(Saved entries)
PR #689, opened 2020-04-24
feat: GitLab support in Keeper

### LINKED ISSUE #688: Support for non-GraphQL providers in Keeper
Keeper is built around GitHub's GraphQL API, which isn't the same as GitLab's (very limited) GraphQL API, let alone other providers that may not have GraphQL APIs in the first place. So we should have a fallback for other providers that will allow Keeper to actually work.

Gonna start with GitLab.

abayer:
With this change, any SCM provider that implements the needed REST queries (and populates `scm.Repository` and `scm.PullRequest` properly) should work. The initial target for this is GitLab.

Due to GitLab quick actions hijacking `/approve` and `/assign` most notably (there are some other quick action commands that overlap), I've added the ability to invoke any Lighthouse command with `/lh-(whatever)` as well as `/whatever`.

fixes #688

### DIFF
--- a/bdd/gitlab/ci.sh
+++ b/bdd/gitlab/ci.sh
@@ -70,8 +70,7 @@ echo "Building lighthouse with version $VERSION"
 helm init --client-only
 helm repo add jenkins-x https://storage.googleapis.com/chartmuseum.jenkins-x.io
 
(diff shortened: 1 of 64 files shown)


abayer:
/hold

The now fixed `/cc` stuff isn't working for gitlab.

PR #704, opened 2020-05-01
fix: Get all pages of results for provider queries

### LINKED ISSUE #703: Provider queries don't get all pages
We should be getting all pages for lists.

abayer:
fixes #703


abayer:
So I'm not _happy_ about this approach - I'd like to actually build handling of pagination into go-scm directly, but I failed to find an "easy" way to do that. So this will work for the moment.

PR #763, opened 2020-05-26
chore: remove use of jx step credential

cagiti:


abayer:
Hrm, something's borked in the `jenkins-x.yml` pipeline as a result of this. I'll try to take a look in a bit.

abayer:
Fixed it - I removed a bunch of stuff we didn't need, but the problem was having two secrets both using `mountPath: /secret`. Oops.

cagiti:
> using `mountPath: /secret`. Oops

Ah cheers Andrew, was coming back to this tonight... going through my open PRs 👍

cagiti:
@abayer : was hoping we could remove this also https://github.com/jenkins-x/lighthouse/blob/1e5c03139760628f745f32bed0381344f1f9d00e/jenkins-x.yml#L134-L145 but from a brief investigation I can't see how it's being used so wondered whether `/builder/home/git-token` was interpreted as `~/git-token` and a default location for the git token file?

PR #774, opened 2020-05-29
chore: add extra logging when determining if builds should trigger

garethjevans:


abayer:
The GitLab failure is weird - I'm running a couple other PRs against GitLab to verify, but it appears to be flakiness on their side when commenting on a merge request, since it's failed with a 500 on two attempts to make different comments, sometimes succeeding and sometimes failing.

abayer:
Of the three GitLab runs on three different PRs, one passed and two failed, so I’m fairly certain this is just flaky on their side right now.

PR #778, opened 2020-06-03
fix: missing ServiceAccount for gc-jobs

vbehar:


abayer:
/lgtm

Whoops. =) Good catch!

PR #1743, opened 2023-05-17
feat(avo-2597): Share component

SHDBramVandenbussche:

image


WardVerc1 (changes requested):
image
image

I get these weird fly out's

src/shared/components/ShareDropdown/ShareDropdown.tsx
```diff
@@ -0,0 +1,89 @@
...
+				label: tText('shared/components/share-dropdown/share-dropdown___collegas'),
+				icon: IconName.userTeacher,
+			},
+			{
+				id: 'pupils',
+				label: tText('shared/components/share-dropdown/share-dropdown___leerlingen'),
+				icon: IconName.userStudent,
+			},
+		],
+		'colleagues'
```
bertyhell, line 42: maybe change this to 'pupils' so we don't have to come back to this in the other task

src/shared/components/ShareDropdown/ShareDropdown.tsx
```diff
@@ -0,0 +1,89 @@
...
+
+	const handleShareButtonClicked = () => {
+		setIsShareDropdownOpen(!isShareDropdownOpen);
+	};
+
+	return (
+		<Dropdown
+			isOpen={isShareDropdownOpen}
+			onClose={() => setIsShareDropdownOpen(false)}
+			className="c-share-dropdown"
```
bertyhell, line 53: You can add an option to show the dropdown right aligned to the button position:
```
placement="bottom-end"
```

image


so it matches the design:
https://www.figma.com/file/xWFZmBGjGetTJOlIqnaeEY/Delen-%26-Samenwerken-(MASTER-%E2%80%94-Internal-use-only)?type=design&node-id=1037-7792&t=e4WArnelsp31sfCr-0

src/shared/components/ShareDropdown/ShareDropdown.tsx
```diff
@@ -0,0 +1,89 @@
...
+					disabled={false}
+				/>
+			</DropdownButton>
+
+			<DropdownContent>
+				<div className="c-share-dropdown__container">
+					<Tabs tabs={tabs} onClick={(id) => setActiveTab(id)} />
+
+					<div className="c-share-dropdown__content">
+						{tab === 'colleagues' ? (
```
bertyhell, line 72: make an enum for colleagues and pupils tabs, so we can reuse those values and know where they are used easily

src/shared/components/ShareWithColleagues/ShareWithColleagues.helpers.tsx
```diff
@@ -0,0 +1,12 @@
+import { flatten, groupBy } from 'lodash';
```
bertyhell, line 1: always import from 'lodash-es' since it supports tree shaking and makes the final javascript file bundle smaller

src/shared/components/ShareWithColleagues/ShareWithColleagues.helpers.tsx
```diff
@@ -0,0 +1,12 @@
...
+
+import { ShareUserInfo, ShareUserInfoRights } from './ShareWithColleagues.types';
+
+export const sortShareUsers = (users: ShareUserInfo[]) => {
+	const groupedUsers = groupBy(users, 'rights');
+	return flatten([groupedUsers.EIGENAAR, groupedUsers.BIJDRAGER, groupedUsers.KIJKER]);
```
bertyhell, line 7: You can also destruct the arrays into the parent array.
```suggestion
	return [
		...groupedUsers[ShareUserInfoRights.OWNER],
		...groupedUsers[ShareUserInfoRights.CONTRIBUTOR],
		...groupedUsers[ShareUserInfoRights.VIEWER]
	];
```

src/shared/components/ShareWithColleagues/ShareWithColleagues.helpers.tsx
```diff
@@ -0,0 +1,12 @@
...
+};
+
+export const shareUserRightToString = (right: ShareUserInfoRights) => {
+	return (right as unknown as string).toLocaleLowerCase();
```
bertyhell, line 11:
```suggestion
	return right.toLowerCase();
```

src/shared/components/ShareWithColleagues/ShareWithColleagues.tsx
```diff
@@ -0,0 +1,225 @@
...
+	Button,
+	Dropdown,
+	DropdownButton,
+	DropdownContent,
+	Icon,
+	IconName,
+	MenuContent,
+	TextInput,
+} from '@viaa/avo2-components';
+import { isEmpty, isNil, truncate } from 'lodash';
```
bertyhell, line 12:
```suggestion
import { isEmpty, isNil, truncate } from 'lodash-es';
```

src/shared/components/ShareWithColleagues/ShareWithColleagues.tsx
```diff
@@ -0,0 +1,225 @@
...
+		rights: undefined,
+	});
+	const [error, setError] = useState<string | null>(null);
+
+	const handleRightsButtonClicked = () => {
+		setIsRightsDropdownOpen(!isRightsDropdownOpen);
+	};
+
+	const handleAddNewUser = () => {
+		if (/^[a-zA-Z0-9._%+-]+@[a-zA-Z0-9.-]+\.[a-zA-Z]+$/.test(newShareUser.email as string)) {
```
bertyhell, line 50: if email is undefined this code will crash
it's better to just default to empty string, then the regex test fill execute normally and return false

We might want to extract this as a helper in the shared folder since it is also used here. Something like: isValidEmail(): boolean
```
		if (!email) {
			errors.push(`Email ${requiredError}`);
		} else if (!/^[a-zA-Z0-9._%+-]+@[a-zA-Z0-9.-]+\.[a-zA-Z]+$/.test(email)) {
			errors.push(
				tText(
					'authentication/views/registration-flow/r-4-manual-registration___email-is-geen-geldig-email-adres'
				)
			);
		}
```

```suggestion
		if (/^[a-zA-Z0-9._%+-]+@[a-zA-Z0-9.-]+\.[a-zA-Z]+$/.test(newShareUser.email || '')) {
```

src/shared/components/ShareWithColleagues/ShareWithColleagues.tsx
```diff
@@ -0,0 +1,225 @@
...
+			onAddNewUser(newShareUser);
```
bertyhell, line 51: We also want to reset the local state, since the newly added user will be added to the users list:
```suggestion
			await onAddNewUser(newShareUser);
			setNewShareUser({ email: undefined, rights: undefined });
```

src/shared/components/ShareWithColleagues/ShareWithColleagues.tsx
```diff
@@ -0,0 +1,225 @@
...
+							<div className="c-colleague-info-row__info">
+								{(user.firstName || user.lastName) && (
+									<p>{`${user.firstName} ${user.lastName}`}</p>
+								)}
+
+								<p className="c-colleague-info-row__info__email">
+									{truncate(user.email, {
+										length: 32,
+										separator: ' ',
+									})}
```
bertyhell, line 103: wouldn't this be better truncated with css: 
https://developer.mozilla.org/en-US/docs/Web/CSS/text-overflow

src/shared/components/ShareWithColleagues/ShareWithColleagues.tsx
```diff
@@ -0,0 +1,225 @@
...
+			...newShareUser,
+			...value,
+		});
+	};
+
+	const renderColleaguesInfoList = () => {
+		if (users.length > 0) {
+			return (
+				<ul className="c-colleagues-info-list">
+					{sortShareUsers(users).map((user, index) => (
```
bertyhell, line 81: the user variable name is a naming conflict with the user parameter of the component
this doesn't break anything, but it is better to avoid it since it can cause confusion
```suggestion
					{sortShareUsers(users).map((contributorUser, index) => (
```

src/shared/components/ShareWithColleagues/ShareWithColleagues.tsx
```diff
@@ -0,0 +1,225 @@
...
+											<Icon name={IconName.edit2} />
+										</button>
+									)}
+							</div>
+
+							<div className="c-colleague-info-row__action">
+								{((currentUser.rights === ShareUserInfoRights.OWNER &&
+									currentUser.email !== user.email) ||
+									(currentUser.rights !== ShareUserInfoRights.OWNER &&
+										currentUser.email === user.email)) && (
```
bertyhell, line 130: Add a comment or create a variable at the start of the map function:
```
// Only the owner can delete any user
// And contributor and viewers can only delete themselves
const canDelete = 
	(currentUser.rights === ShareUserInfoRights.OWNER && currentUser.email !== user.email) ||
	(currentUser.rights !== ShareUserInfoRights.OWNER && currentUser.email === user.email)
```

src/shared/components/ShareWithColleagues/ShareWithColleagues.tsx
```diff
@@ -0,0 +1,225 @@
...
+						</Dropdown>
+
+						<Button
+							icon={IconName.add}
+							label={tText(
+								'shared/components/share-with-colleagues/share-with-colleagues___voeg-toe'
+							)}
+							className="c-add-colleague__button"
+							onClick={handleAddNewUser}
+							disabled={isEmpty(newShareUser.email) || isNil(newShareUser.rights)}
```
bertyhell, line 212:
```suggestion
							disabled={!isValidEmail(newShareUser.email) || !newShareUser.rights}
```

bertyhell (changes requested):

bertyhell (approved):

src/shared/components/ShareDropdown/ShareDropdown.tsx
SHDBramVandenbussche: I have fixed  this in another branch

# Goal of the exercise
What lines above contain "undefined"? Copy them out.

# Response below
+		rights: undefined,
bertyhell, line 50: if email is undefined this code will crash
			setNewShareUser({ email: undefined, rights: undefined });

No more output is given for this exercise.